Synthèse générale des Contributions Collectives Grand Nord Avenir (charpentée par annexes 1 à 9)

Synthèse générale des Contributions Collectives de Grand Nord Avenir
(Nord, Pas-de-Calais, Bruxelles, Somme)
Les contributions thématiques qui ont charpenté cette synthèse sont publiées sur le site sous la forme d'annexes 1 à 9).

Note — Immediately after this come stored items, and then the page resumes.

PR #903, opened 2020-10-01
Replacing spack_configs by submodule

adrienbernede:
# Summary

This pull request moves Spack configuration files used by Uberenv in a submodule.
The goal is to share those configuration files between projects, rather than duplicate them.

Spack configuration files will then be stored in https://github.com/LLNL/radiuss-spack-configs.

Linked to https://github.com/LLNL/Umpire/pull/453, https://github.com/LLNL/CHAI/pull/157.


adrienbernede:
LGTM

trws:
Why this rather than uberenv itself, and possibly these along with it, being a submodule?

adrienbernede:
So you mean Uberenv as a submodule and host-config as a submodule of Uberenv? I have to say I never thought about it that way.

Making Uberenv a submodule was kind of blocking, or will require a fork. But will nested submodule, I still won’t be able to control the host-config version... right?

adrienbernede:
If however you meant 2 submodules side by side, that’s the roadmap, yes.

davidbeckingsale:
To add to what Adrien said, uberenv (currently) needs to contain project-specific configuration information so using it as a submodule would require each project to maintain an uberenv fork. Nested submodules could work, with everyone having a forked uberenv pointing at a shared "configuration" module for the compilers/packages.

adrienbernede:
I’m no submodule master, but wouldn’t a uberenv submodule version be tight down to a specific host-config version?
2 drawbacks:
- pushing a change in host-config would require updating uberenv as well.
- It wouldn’t be easy to have a project using a different set of host-config... (I know that’s not the intended case here).

trws:
Ok, that makes sense.  I had assumed uberenv was generic and would take configs from the side.

davidbeckingsale (approved):

davidbeckingsale:
LGTM

davidbeckingsale:
@rhornung67 - this is the "shared" configurations. We now have the same compilers.yaml and packages.yaml for Umpire, RAJA and CHAI. I will merge this PR, then put up one where I add all the compiler configurations we are currently testing in Umpire.

PR #908, opened 2020-10-14
MultiView CHAI Integration

rchen20:
# Summary

- This PR is an update:
  - Modifies MultiView to allow better CHAI integration. The compiler has difficulty deducing the non-const version of the array-of-pointers in MultiView when a CHAI::ManagedArray is the set of pointers. Allowing a custom non-const type to be passed in as a template parameter resolves this, while the default remains the same cv-removed type as before. Following this PR, there will be a corresponding CHAI PR uses this ability.


davidbeckingsale (approved):

rhornung67 (approved):
I think this looks good.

Ont participé à la Contribution Collective de Grand Nord Avenir :

Nicole Fondeneige et Emmanuel PETEL, Bruxelles, Jean-Michel Caudron-Callewaert – Rouen-Agglo et Bruxelles, Daniel Cordiez , Marie-Andrée Cadiot, Alain Fournier, Jean-Luc Vasseur, Dunkerque Flandre Littoral (59), Vincent Baralle, Arras (62), Philippe Harquet, Marcq en Baroeul (59), Jean-Bernard Cyffers, Jean-Claude Provo, Marcel Donneger, Pays de Montreuil (62), Christophe Dutelle de Negrefeuille, Liévin (62), Bernard Delebecque et Pierre-Gérard Willemetz, Tourcoing (59) , Michel David, Georges Voix, Philippe Maton, Roubaix (59), Ludovic Corbehem et Gilbert Gosse – Douchy les Mines/Valenciennois (59), Abdel Zemzami, La Madeleine (59), Stéphane Bedleem, Halluin (59), Jean Rivera et Dominique Bréard, Poulainville (80), Nicole Guilpin-Halajko, Pontoise (95), Gérard Eloi, Sophie et Joaquim Cervera et Etelvina Lefeubvre (78), e-militants de la Task-Force, Dominique Millecamps, Rueil-Malmaison (92), Benoit Tshisanga, Corinne Crettaz, Jean-Marie Richard, Bernard Vigreux et Brigitte Huttner , Villeneuve d’Ascq (59).

Introduction.

Les difficultés de la construction européenne vécues ces dernières années traduisent l’insatisfaction des citoyens à l’égard des constructions politiques « volontaristes ». Cette absence de convergence politique laisse alors le champ libre à un ultra-libéralisme économique, politique et social qui déstructure les liens et les enjeux collectifs au profit des logiques individuelles ou nationales.
Les événements de novembre 2005 ont montré l’ampleur de la crise sociale et urbaine qui existe en France. Ainsi, le modèle d’intégration français – assimilateur - est mis à l’index sous la pression d’un multiculturalisme ambiant qui pousse à la simple juxtaposition des cultures. L’affaiblissement des corps sociaux qui assuraient les intégrations sociales et culturelles (école, associations, églises, syndicats, services publics...) renforce le sentiment de dérive généralisée. Dès lors, le rôle de l’Etat et son efficacité sont l’un et l’autre contestés par la Droite sarkozyste dans le but de limiter la puissance publique aux seules fonctions régaliennes.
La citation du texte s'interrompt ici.